> [Exercise directions]:
In the records that follow, locate every line with "getting" and extract it.

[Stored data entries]
PR #3164, opened 2022-10-19
Re-enable ASAN string annotations

strega-nil-ms:
tested with the bugs with the previous implementation!

Fixes #3205 
internal PR for testing purposes: ~~MSVC-PR-433542~~ ~~MSVC-PR-440101~~ MSVC-PR-440279
Fixes the following internal bugs: VSO-1664238, VSO-1586016, VSO-1543191

PR #6010, opened 2026-01-14
`<optional>`: Add Address Sanitizer annotations

### LINKED ISSUE #5974: `<optional>`: address sanitizer annotation
We can annotate empty `optional`.

This may help finding dangling references to objects in `optional`s that have been reset to empty state.

ozguronsoy:
When `optional` is empty the internal storage is poisoned, it's unpoisoned when a value is assigned. We need to unpoison in the destructor, so the annotations must be restricted to non-trivially destructible value types.

- Added `_ANNOTATE_OPTIONAL`, `_DISABLE_OPTIONAL_ANNOTATION`, etc. to `__msvc_sanitizer_annotate_container.hpp`.
- Added poisoning storage in `_Optional_destruct_base` on empty construction and `reset`.
- Added unpoisoning of storage in `_Optional_construct_base::_Construct` and `~_Optional_destruct_base()`.
- Added poisoning and unpoisoning tests.

Resolves #5974

### DIFF
--- a/tests/std/tests/GH_005974_asan_annotate_optional/test.cpp
+++ b/tests/std/tests/GH_005974_asan_annotate_optional/test.cpp
@@ -10,72 +10,120 @@ int main() {}
 
 #include <cassert>
 #include <optional>
+#include <string>
+#include <string_view>
+#include <type_traits>
+#include <variant>
+using namespace std;
+
+#if _HAS_CXX20
+#define CONSTEXPR20 constexpr
+#else // ^^^ _HAS_CXX20 / !_HAS_CXX20 vvv
+#define CONSTEXPR20 inline
+#endif // ^^^ !_HAS_CXX20 ^^^
 
 #ifdef __SANITIZE_ADDRESS__
 extern "C" int __cdecl __asan_address_is_poisoned(const volatile void* addr);
 #define ASAN_VERIFY_POISONED(addr)   assert(__asan_address_is_poisoned((addr)) != 0)
 #define ASAN_VERIFY_UNPOISONED(addr) assert(__asan_address_is_poisoned((addr)) == 0)
-#else
+#else // ^^^ defined(__SANITIZE_ADDRESS__) / !defined(__SANITIZE_ADDRESS__) vvv
 #define ASAN_VERIFY_POISONED(addr)   ((void) (addr))
 #define ASAN_VERIFY_UNPOISONED(addr) ((void) (addr))
-#endif
+#endif // ^^^ !defined(__SANITIZE_ADDRESS__) ^^^
 
-struct Payload {
-    long long x;
-    long long y;
-    long long z;
-    long long w;
-};
+template <class StrType>
+void test_poisoning() {
+    // std::optional<T> is ASan-annotated only for non-trivially destructible T.
+    static_assert(!is_trivially_destructible_v<StrType>);
+    {
+        // Verify layout assumption, specific to our implementation but not a guarantee provided to users.
+        // This test assumes that a std::optional's contained value is stored at offset 0, so it has the same address.
+        const optional<StrType> opt{"cats"};
+        assert(static_cast<const void*>(&opt) == static_cast<const void*>(&opt.value()));
+    }
+    {
+        // Same layout assumption for std::variant.
+        const variant<optional<StrType>, int> var{"cats"};
+        assert(static_cast<const void*>(&var) == static_cast<const void*>(&get<optional<StrType>>(var).value()));
+    }
+    {
+        optional<StrType> opt;
+        ASAN_VERIFY_POISONED(&opt);
+        assert(!opt.has_value());
 
-void test_poison_on_empty_access() {
-    [[maybe_unused]] std::optional<Payload> opt;
-    ASAN_VERIFY_POISONED(reinterpret_cast<Payload*>(&opt));
+        opt.emplace("cats");
+        ASAN_VERIFY_UNPOISONED(&opt);
+        assert(opt.value() == "cats");
+    }
+    {
+        optional<StrType> opt{"cats"};
+        ASAN_VERIFY_UNPOISONED(&opt);
+        assert(opt.value() == "cats");
+
+        opt.reset();
+        ASAN_VERIFY_POISONED(&opt);
+        assert(!opt.has_value());
+    }
+    {
+        // Verify that std::optional's destructor unpoisons its storage, so the bytes can be reused for another object.
+        variant<optional<StrType>, int> var{"cats"};
+        ASAN_VERIFY_UNPOISONED(&var);
+        assert(get<optional<StrType>>(var).value() == "cats");
+
+        get<optional<StrType>>(var).reset();
+        ASAN_VERIFY_POISONED(&var);
+        assert(!get<optional<StrType>>(var).has_value());
+
+        var = 1729;
+        ASAN_VERIFY_UNPOISONED(&var);
+        assert(get<int>(var) == 1729);
+    }
 }
 
-void test_emplace_unpoisoning() {
-    std::optional<Payload> opt;
-    opt.emplace();
-    ASAN_VERIFY_UNPOISONED(reinterpret_cast<Payload*>(&opt));
-}
-
-void test_assignment_unpoisoning() {
-    std::optional<Payload> opt = std::nullopt;
-    opt                        = Payload{};
-    ASAN_VERIFY_UNPOISONED(reinterpret_cast<Payload*>(&opt));
-}
-
-void test_repoison_after_reset() {
-    std::optional<Payload> opt = Payload{};
-    ASAN_VERIFY_UNPOISONED(reinterpret_cast<Payload*>(&opt));
-    opt.reset();
-    ASAN_VERIFY_POISONED(reinterpret_cast<Payload*>(&opt));
-}
-
-constexpr bool test_constexpr() {
 #if _HAS_CXX20
-    bool res                   = true;
-    std::optional<Payload> opt = std::nullopt;
-    opt                        = Payload{};
-    opt.reset();
-    opt = Payload{86, 0, 0, 0};
-    res = opt->x == 86;
-    opt.emplace(42, 0, 0, 0);
-    res = res && (opt->x == 42);
-    return res;
-#else
-    std::optional<Payload> opt{Payload{86, 0, 0, 0}};
-    return opt->x == 86;
-#endif
+template <class StrType>
+constexpr bool test_constexpr() {
+    {
+        optional<StrType> opt;
+        assert(!opt.has_value());
+        opt.emplace("cats");
+        assert(opt.value() == "cats");
+    }
+    {
+        optional<StrType> opt{"cats"};
+        assert(opt.value() == "cats");
+        opt.reset();
+        assert(!opt.has_value());
+    }
+    return true;
 }
+#endif // _HAS_CXX20
+
+class MyString {
+public:
+    constexpr MyString(const char* const ptr) : m_sv{ptr} {}
+
+    CONSTEXPR20 ~MyString() {} // non-trivially destructible
+
+    constexpr bool operator==(const char* const ptr) const {
+        return m_sv == ptr;
+    }
+
+private:
+    string_view m_sv{};
+};
+static_assert(!is_trivially_destructible_v<MyString>);
 
 int main() {
-    test_poison_on_empty_access();
-    test_emplace_unpoisoning();
-    test_assignment_unpoisoning();
-    test_repoison_after_reset();
-    static_assert(test_constexpr(), "constexpr test failed");
-
-    return 0;
+    // Test std::optional with both std::string and MyString as value types.
+    // std::string is the realistic scenario.
+    // MyString ensures that we're exercising std::optional's ASan annotations instead of std::string's.
+    test_poisoning<string>();
+    test_poisoning<MyString>();
+#if _HAS_CXX20
+    static_assert(test_constexpr<string>());
+    static_assert(test_constexpr<MyString>());
+#endif // _HAS_CXX20
 }
 
 #endif // ^^^ no workaround ^^^


ozguronsoy:

StephanTLavavej:
Thank you! I need to focus on landing `<flat_map>` and `<flat_set>`, but I'll review this when I get a chance.

stl/inc/__msvc_sanitizer_annotate_container.hpp
```diff
@@ -125,10 +153,17 @@ extern const bool _Asan_vector_should_annotate;
 #ifdef _INSERT_STRING_ANNOTATION
 extern const bool _Asan_string_should_annotate;
 #endif
+
+#ifdef _INSERT_OPTIONAL_ANNOTATION
+extern const bool _Asan_optional_should_annotate;
```
frederick-vs-ja, line 158: This variable isn't used. Is it really necessary?

stl/inc/__msvc_sanitizer_annotate_container.hpp
```diff
@@ -125,10 +153,17 @@ extern const bool _Asan_vector_should_annotate;
 #ifdef _INSERT_STRING_ANNOTATION
 extern const bool _Asan_string_should_annotate;
 #endif
+
+#ifdef _INSERT_OPTIONAL_ANNOTATION
+extern const bool _Asan_optional_should_annotate;
+#endif
 } // extern "C"
 
 #if defined(_INSERT_VECTOR_ANNOTATION) || defined(_INSERT_STRING_ANNOTATION)
```
frederick-vs-ja: I think there should be a concentrated controlling macro for these.

stl/inc/optional
```diff
@@ -74,7 +75,11 @@ struct _Optional_destruct_base { // either contains a value of _Ty or is empty (
     };
     bool _Has_value;
 
-    constexpr _Optional_destruct_base() noexcept : _Dummy{}, _Has_value{false} {} // initialize an empty optional
+    constexpr _Optional_destruct_base() noexcept : _Dummy{}, _Has_value{false} {
+#ifdef _INSERT_OPTIONAL_ANNOTATION
+        __asan_poison_memory_region(_STD addressof(_Value), sizeof(_Value));
```
frederick-vs-ja: This invocations probably break constant evaluation. We should wrap them in `if (!_STD _Is_constant_evaluated()) { }`, IMO.

Also, why not consistently write `sizeof(_Ty)`?

tests/std/tests/GH_005974_optional_asan/test.cpp
```diff
@@ -0,0 +1,55 @@
...
+};
+
+void test_poison_on_empty_access() {
+    [[maybe_unused]] std::optional<Payload> opt;
+    ASAN_VERIFY_POISONED(reinterpret_cast<Payload*>(&opt));
+}
+
+void test_emplace_unpoisoning() {
+    std::optional<Payload> opt;
+    opt.emplace(Payload());
```
frederick-vs-ja: For clarity:
```suggestion
    opt.emplace();
```

tests/std/tests/GH_005974_optional_asan/test.cpp
```diff
@@ -0,0 +1,55 @@
...
+    ASAN_VERIFY_UNPOISONED(reinterpret_cast<Payload*>(&opt));
+}
+
+void test_assignment_unpoisoning() {
+    std::optional<Payload> opt = std::nullopt;
+    opt                        = Payload();
```
frederick-vs-ja: For clarity, to avoid confusion with type-id:
```suggestion
    opt                        = Payload{};
```
Ditto below.

tests/std/tests/GH_005974_asan_annotate_optional/test.cpp
```diff
@@ -0,0 +1,55 @@
...
+    ASAN_VERIFY_UNPOISONED(reinterpret_cast<Payload*>(&opt));
+    opt.reset();
+    ASAN_VERIFY_POISONED(reinterpret_cast<Payload*>(&opt));
+}
+
+int main() {
+    test_poison_on_empty_access();
+    test_emplace_unpoisoning();
+    test_assignment_unpoisoning();
+    test_repoison_after_reset();
```
frederick-vs-ja: I think we can make these cases constexpr-friendly and test them in `static_assert` since C++20.

tests/std/tests/GH_005974_optional_asan/test.cpp
ozguronsoy: Done.

tests/std/tests/GH_005974_optional_asan/test.cpp
ozguronsoy: Done.

stl/inc/__msvc_sanitizer_annotate_container.hpp
ozguronsoy: I don't think it's necessary since this check is only done here. I also added `defined(_INSERT_OPTIONAL_ANNOTATION)` to the check.

stl/inc/optional
ozguronsoy: Done.

> Also, why not consistently write sizeof(_Ty)?

That's how I usually write it. Changed it to `sizeof(_Ty)` to match the existing style.

stl/inc/__msvc_sanitizer_annotate_container.hpp
ozguronsoy: Added a check for this variable inside the `if(!_STD _Is_constant_evaluated())` block.

tests/std/tests/GH_005974_asan_annotate_optional/test.cpp
ozguronsoy: Added a separate function to test constexpr functionality in `static_assert`.

ozguronsoy:
Hi @StephanTLavavej, since the `<flat_map>` and `<flat_set>` have landed, can we move on with the review when you are available?

StephanTLavavej:
Yes, I'm trying to get through my PR review backlog. I know you've been waiting a month, for which I apologize. I'm the only maintainer flying this jumbo jet at the moment, so I ask for your patience!

ozguronsoy:
Wow that must be tough. It's no problem, I can wait.

tests/std/tests/GH_005974_optional_asan/env.lst
```diff
@@ -0,0 +1,4 @@
+# Copyright (c) Microsoft Corporation.
+# SPDX-License-Identifier: Apache-2.0 WITH LLVM-exception
+
+RUNALL_INCLUDE ..\usual_17_matrix.lst
```
davidmrdavid, line 4: Following in the precedent set by [`GH_002030_asan_annotate_string`](https://github.com/microsoft/STL/blob/main/tests/std/tests/GH_002030_asan_annotate_string/env.lst) and it's vector variant, I'd imagine we'd have the same test matrix as them, which is larger.

Any reason not to reuse the same test matrix as in the linked example?

tests/std/tests/GH_005974_optional_asan/env.lst
```diff
@@ -0,0 +1,4 @@
+# Copyright (c) Microsoft Corporation.
```
davidmrdavid, line 1: ultra subjective nit - can we name this folder `GH_005974_asan_annotate_optional`? That way, we'll have a common prefix (_asan_annotate_) to search all asan annotation tests :)

tests/std/tests/GH_005974_asan_annotate_optional/test.cpp
```diff
@@ -0,0 +1,72 @@
+// Copyright (c) Microsoft Corporation.
+// SPDX-License-Identifier: Apache-2.0 WITH LLVM-exception
+
```
AlexGuteniev, line 3: I think a comment `// REQUIRES: x64 || x86` like in other ASan tests would prevent ARM64EC failure

StephanTLavavej: Yes, it's always a good idea to follow precedent.

ozguronsoy: Done, thanks. I also added a `notarget.lst`.

tests/std/tests/GH_005974_optional_asan/env.lst
ozguronsoy: Done.

tests/std/tests/GH_005974_optional_asan/env.lst
ozguronsoy: Done.

StephanTLavavej:
I'll resolve the stealth merge conflicts with #6157 and #6163 and try to get this reviewed soon, in the hopes of getting it into 14.51.

stl/inc/__msvc_sanitizer_annotate_container.hpp
StephanTLavavej: After a quick glance, I agree that another macro doesn't appear to be necessary.

stl/src/asan_noop.cpp
```diff
@@ -2,8 +2,12 @@
 // SPDX-License-Identifier: Apache-2.0 WITH LLVM-exception
 
 extern "C" {
-extern const bool _Asan_string_should_annotate_default = false;
-extern const bool _Asan_vector_should_annotate_default = false;
+extern const bool _Asan_string_should_annotate_default   = false;
+extern const bool _Asan_vector_should_annotate_default   = false;
+extern const bool _Asan_optional_should_annotate_default = false;
+
+void __cdecl __asan_poison_memory_region_default(void const volatile*, size_t) {}
```
StephanTLavavej: We conventionally use west const.

stl/inc/optional
```diff
@@ -93,6 +100,11 @@ struct _Optional_destruct_base { // either contains a value of _Ty or is empty (
 
     _CONSTEXPR20 void reset() noexcept {
         _Has_value = false;
+#ifdef _INSERT_OPTIONAL_ANNOTATION
+        if (!_STD _Is_constant_evaluated() && _Asan_optional_should_annotate) {
+            __asan_poison_memory_region(_STD addressof(_Value), sizeof(_Ty));
+        }
+#endif
```
StephanTLavavej: Style: Elsewhere, we poison before assigning `_Has_value = false;`.

tests/std/tests/GH_005974_asan_annotate_optional/test.cpp
```diff
@@ -0,0 +1,74 @@
+// Copyright (c) Microsoft Corporation.
+// SPDX-License-Identifier: Apache-2.0 WITH LLVM-exception
+
+// REQUIRES: x64 || x86
```
StephanTLavavej: Stealth merge conflicts with #6157 and #6163.

StephanTLavavej:
I reviewed the product code and pushed changes to merge `main` and address nitpicks. However, before getting to the test code, I realized that the product code is doomed in its current form. Consider the following conforming code, which is rejected by these changes:

```
```
```cpp
#include <optional>
#include <print>
#include <string>
#include <variant>
using namespace std;

int main() {
    variant<optional<string>, int> var{"cats"};
    println("{}", get<0>(var).value());
    var = 1729;
    println("{}", get<1>(var));
}
```
```
D:\GitHub\STL\out\x64>cl /EHsc /nologo /W4 /std:c++latest /MT /Od meow.cpp && meow
meow.cpp
cats
1729

D:\GitHub\STL\out\x64>cl /EHsc /nologo /W4 /std:c++latest /MT /Od /fsanitize=address /Zi meow.cpp && meow
meow.cpp
cats
=================================================================
==21032==ERROR: AddressSanitizer: use-after-poison on address 0x006358cffcb0 at pc 0x7ff700521fe3 bp 0x006358cffa10 sp 0x006358cffa18
WRITE of size 4 at 0x006358cffcb0 thread T0
    #0 0x7ff700521fe2 in std::_Variant_storage_<1, int>::_Variant_storage_<1, int><int>(struct std::integral_constant<unsigned __int64, 0>, int &&) D:\GitHub\STL\out\x64\out\inc\variant:357
[...]
```

<details><summary>Click to expand full ASan diagnostic:</summary>

```
==21032==ERROR: AddressSanitizer: use-after-poison on address 0x006358cffcb0 at pc 0x7ff700521fe3 bp 0x006358cffa10 sp 0x006358cffa18
WRITE of size 4 at 0x006358cffcb0 thread T0
    #0 0x7ff700521fe2 in std::_Variant_storage_<1, int>::_Variant_storage_<1, int><int>(struct std::integral_constant<unsigned __int64, 0>, int &&) D:\GitHub\STL\out\x64\out\inc\variant:357
    #1 0x7ff7005214ea in std::_Variant_storage_<0, class std::optional<class std::basic_string<char, struct std::char_traits<char>, class std::allocator<char>>>, int>::_Variant_storage_<0, class std::optional<class std::basic_string<char, struct std::char_traits<char>, class std::allocator<char>>>, int><1, int, 0>(struct std::integral_constant<unsigned __int64, 1>, int &&) D:\GitHub\STL\out\x64\out\inc\variant:406
    #2 0x7ff700527fe0 in std::_Construct_in_place<class std::_Variant_storage_<0, class std::optional<class std::basic_string<char, struct std::char_traits<char>, class std::allocator<char>>>, int>, struct std::integral_constant<unsigned __int64, 1>, int>(class std::_Variant_storage_<0, class std::optional<class std::basic_string<char, struct std::char_traits<char>, class std::allocator<char>>>, int> &, struct std::integral_constant<unsigned __int64, 1> &&, int &&) D:\GitHub\STL\out\x64\out\inc\xutility:621
    #3 0x7ff700528b3e in std::variant<class std::optional<class std::basic_string<char, struct std::char_traits<char>, class std::allocator<char>>>, int>::_Emplace_valueless<1, int>(int &&) D:\GitHub\STL\out\x64\out\inc\variant:1136
    #4 0x7ff70052269c in std::variant<class std::optional<class std::basic_string<char, struct std::char_traits<char>, class std::allocator<char>>>, int>::operator=<int, 0, 0>(int &&) D:\GitHub\STL\out\x64\out\inc\variant:1013
    #5 0x7ff700521306 in main D:\GitHub\STL\out\x64\meow.cpp:10
    #6 0x7ff7005faefb in invoke_main D:\a\_work\1\s\src\vctools\crt\vcstartup\src\startup\exe_common.inl:78
    #7 0x7ff7005faefb in __scrt_common_main_seh D:\a\_work\1\s\src\vctools\crt\vcstartup\src\startup\exe_common.inl:288
    #8 0x7ff8d89ae8d6  (C:\Windows\System32\KERNEL32.DLL+0x18002e8d6)
    #9 0x7ff8da24c53b  (C:\Windows\SYSTEM32\ntdll.dll+0x18008c53b)

Address 0x006358cffcb0 is located in stack of thread T0 at offset 32 in frame
    #0 0x7ff70052110f in main D:\GitHub\STL\out\x64\meow.cpp:7

  This frame has 2 object(s):
    [32, 80) 'var' <== Memory access at offset 32 is inside this variable
    [48, 52) 'compiler temporary'
HINT: this may be a false positive if your program uses some custom stack unwind mechanism, swapcontext or vfork
      (longjmp, SEH and C++ exceptions *are* supported)
SUMMARY: AddressSanitizer: use-after-poison D:\GitHub\STL\out\x64\out\inc\variant:357 in std::_Variant_storage_<1, int>::_Variant_storage_<1, int><int>(struct std::integral_constant<unsigned __int64, 0>, int &&)
Shadow bytes around the buggy address:
  0x006358cffa00: 00 00 00 00 00 00 00 00 00 00 00 00 00 00 00 00
  0x006358cffa80: 00 00 f1 f1 f1 f1 01 f3 f3 f3 f3 00 00 00 00 00
  0x006358cffb00: 00 00 00 00 00 00 00 00 00 00 00 00 00 00 00 00
  0x006358cffb80: f1 f1 f1 f1 01 f3 f3 f3 f3 00 00 00 00 00 00 00
  0x006358cffc00: 00 00 00 00 00 00 00 00 00 00 00 00 00 00 00 00
=>0x006358cffc80: 00 00 f1 f1 f1 f1[f7]f7 f7 f7 00 00 f2 f2 f2 f2
  0x006358cffd00: 04 f3 f3 f3 f3 00 00 00 00 00 00 00 00 00 00 00
  0x006358cffd80: 00 00 00 00 00 00 00 00 00 00 00 00 00 00 00 00
  0x006358cffe00: 00 00 00 00 00 00 00 00 00 00 00 00 00 00 00 00
  0x006358cffe80: 00 00 00 00 00 00 00 00 00 00 00 00 00 00 00 00
  0x006358cfff00: 00 00 00 00 00 00 00 00 00 00 00 00 00 00 00 00
Shadow byte legend (one shadow byte represents 8 application bytes):
  Addressable:           00
  Partially addressable: 01 02 03 04 05 06 07
  Heap left redzone:       fa
  Freed heap region:       fd
  Stack left redzone:      f1
  Stack mid redzone:       f2
  Stack right redzone:     f3
  Stack after return:      f5
  Stack use after scope:   f8
  Global redzone:          f9
  Global init order:       f6
  Poisoned by user:        f7
  Container overflow:      fc
  Array cookie:            ac
  Intra object redzone:    bb
  ASan internal:           fe
  Left alloca redzone:     ca
  Right alloca redzone:    cb

NOTE: the stack trace above identifies the code that *accessed* the poisoned memory.
To identify the code that *poisoned* the memory, try the experimental setting ASAN_OPTIONS=poison_history_size=<size>.
==21032==ABORTING
```
</details>

I arrived at this realization by noticing the asymmetry between the trivial dtor and non-trivial dtor cases, which got me thinking about the poisoned/unpoisoned state of the memory after the `optional` object's lifetime has ended.

The problem is that if an `optional` object (whether non-trivial like the `optional<string>` in the repro above, or trivial like an `optional<double>` would be) leaves its memory in a poisoned state (e.g. as the non-trivial dtor does; a default-constructed or `reset()` trivial `optional` will also be poisoned), then any attempted reuse of that memory will lead to an ASan false positive failure. I used `variant` in my repro, but other scenarios are possible.

`optional` and `vector` are fundamentally different because `vector` owns remote storage that nobody else can reuse. `string` is `vector`-like except for the Small String Optimization, but notice that we specifically avoid using ASan annotations for the Small String Optimization (IIRC this happened in the very-complicated #3164):

https://github.com/microsoft/STL/blob/2626cf1ee9d26be701b9bdbd2fb30db240456456/stl/inc/xstring#L701-L704

I'm going to need to run this past our ASan experts to see if some part of these changes can be salvaged. I expect that the trivial dtor case can't be salvaged. However, it might be possible to annotate the non-trivial dtor case; for the lifetime of the `optional` object, we do control its memory, and I think we can poison it if we're default-constructed or `reset()`, as long as we (perhaps counterintuitively) unpoison it in the destructor.

Please hold off on making changes to this PR while I go check. I'll also want to add the `variant` scenario to the test coverage, of course.

stl/inc/optional
StephanTLavavej: After dropping the trivial case, I think the non-trivial case should actually follow the other order, heh.

tests/std/tests/GH_005974_asan_annotate_optional/env.lst
```diff
@@ -0,0 +1,52 @@
+# Copyright (c) Microsoft Corporation.
+# SPDX-License-Identifier: Apache-2.0 WITH LLVM-exception
+
+# This test matrix is the usual test matrix, with all currently unsupported options removed, crossed with the ASan flags.
```
StephanTLavavej: This isn't your fault at all, but the annotate_vector matrix was derived from `usual_matrix.lst` through a *far* more elaborate series of transformations than this comment suggests. We should derive the annotate_optional matrix from `usual_17_matrix.lst` through the same (almost completely undocumented) process, instead of starting with the annotate_vector matrix.

tests/std/tests/GH_005974_asan_annotate_optional/test.cpp
```diff
@@ -0,0 +1,81 @@
...
+#define ASAN_VERIFY_POISONED(addr)   ((void) (addr))
+#define ASAN_VERIFY_UNPOISONED(addr) ((void) (addr))
+#endif
+
+struct Payload {
+    long long x;
+    long long y;
+    long long z;
+    long long w;
+};
```
StephanTLavavej: This test will need to be completely overhauled to exercise non-trivially-destructible `optional`s.

StephanTLavavej:

StephanTLavavej:
Thanks for this major safety improvement - it was surprisingly tricky to get merged on the MSVC-internal side but with the ASan team's help we did it! :heart_eyes_cat: :tada: :cat2:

> [Response]:
I'll resolve the stealth merge conflicts with #6157 and #6163 and try to get this reviewed soon, in the hopes of getting it into 14.51.
I reviewed the product code and pushed changes to merge `main` and address nitpicks. However, before getting to the test code, I realized that the product code is doomed in its current form. Consider the following conforming code, which is rejected by these changes:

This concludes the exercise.